Tragis, Cabor Angkat Besi Biasa Latihan dengan Peralatan 'Usang'
Menurut Kepala Bidang Angkat Besi, Alamsyah Wijaya, selama ini cabor angkat besi memang menggunakan peralatan lama yang digunakan oleh para atletnya. Mampu bertahan dengan peralatan yang berusia 'usang'.
"Kita gak ada masalah sih soal kebijakan peralatan. Kita bahkan tidak pernah terima peralatan baru sejak 2013," ujar Alamsyah saat dihubungi INDOSPORT.
"Saya pikir dengan peralatan yang biasa, kita bisa tetap latihan. Mungkin nanti untuk perlengkapan pertandingan saja yang akan digunakan di Olimpiade Rio yang dibutuhkan," sambung Alamsyah.

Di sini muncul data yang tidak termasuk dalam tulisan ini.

Issue #2381, opened 2023-08-22
Tabbing opens sidebar


steffenkleinle:
### Describe the Bug

Tabbing through the app opens the sidebar and breaks the layout/makes the app unusable.

### Steps to Reproduce

1. Go to https://webnext.integreat.app/testumgebung/de-si
2. Press tab (keyboard key) until the sidebar opens (19 times)
3. See that the sidebar opens
4. The sidebar doesn't close on click on the button

### Expected Behavior

The sidebar should only open if clicked on the kebab menu, not on tabbing there.

### Actual Behavior

The sidebar opens on tab pressed.

### Additional Information

Check that the sidebar behaves a11y wise correct otherwise.

</details>

PR #2454, opened 2023-09-19
2381: Don't open the kebab menu when tabbing through the app

LeandraH:
### Short description

When tabbing all the way through the app, at the very end it would open the kebab menu because it was already there just visibly hidden and the tab somehow seems to trigger an `onClick` there. This also tells the HTML that the menu is hidden when the user can't see it, and now doesn't open just by tabbing through anymore.

### Resolved issues

Fixes: #2381 

---


steffenkleinle (approved):
Tested on firefox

Atlet angkat besi putri Indonesia
Sebagai informasi, Satuan Pelaksana Tugas Program Indonesia Emas (Satlak Prima), membuat sebuah kebijakan baru menyusul pemangkasan anggaran di tubuh Kementerian Pemuda dan Olahraga (Kemenpora). Kebijakan untuk menunda penyediaan peralatan olahraga diniliai ampuh untuk menekan pengeluaran.
Untuk persiapan jelang Olimpiade Rio yang akan mulai bergulir pada 5 Agustus mendatang, Alamsyah mengklaim bahwa persiapan cabor angkat besi hampir mencapai 100 persen. Kekuatan beban angkatan per atlet juga terus digojlok jelang event olahraga tersebut.
"Insya Allah persiapan sudah hampir 100 persen, sekarang sedang finalisasi peningkatan beban untuk level angkat. Total tujuh dari atlet dua putri dan lima putra, tidak ada tambahan lagi. Target kami yang lebih realistis mungkin incaran untuk medali, kalau bisa emas Alhamdulillah," tutup Alamsyah.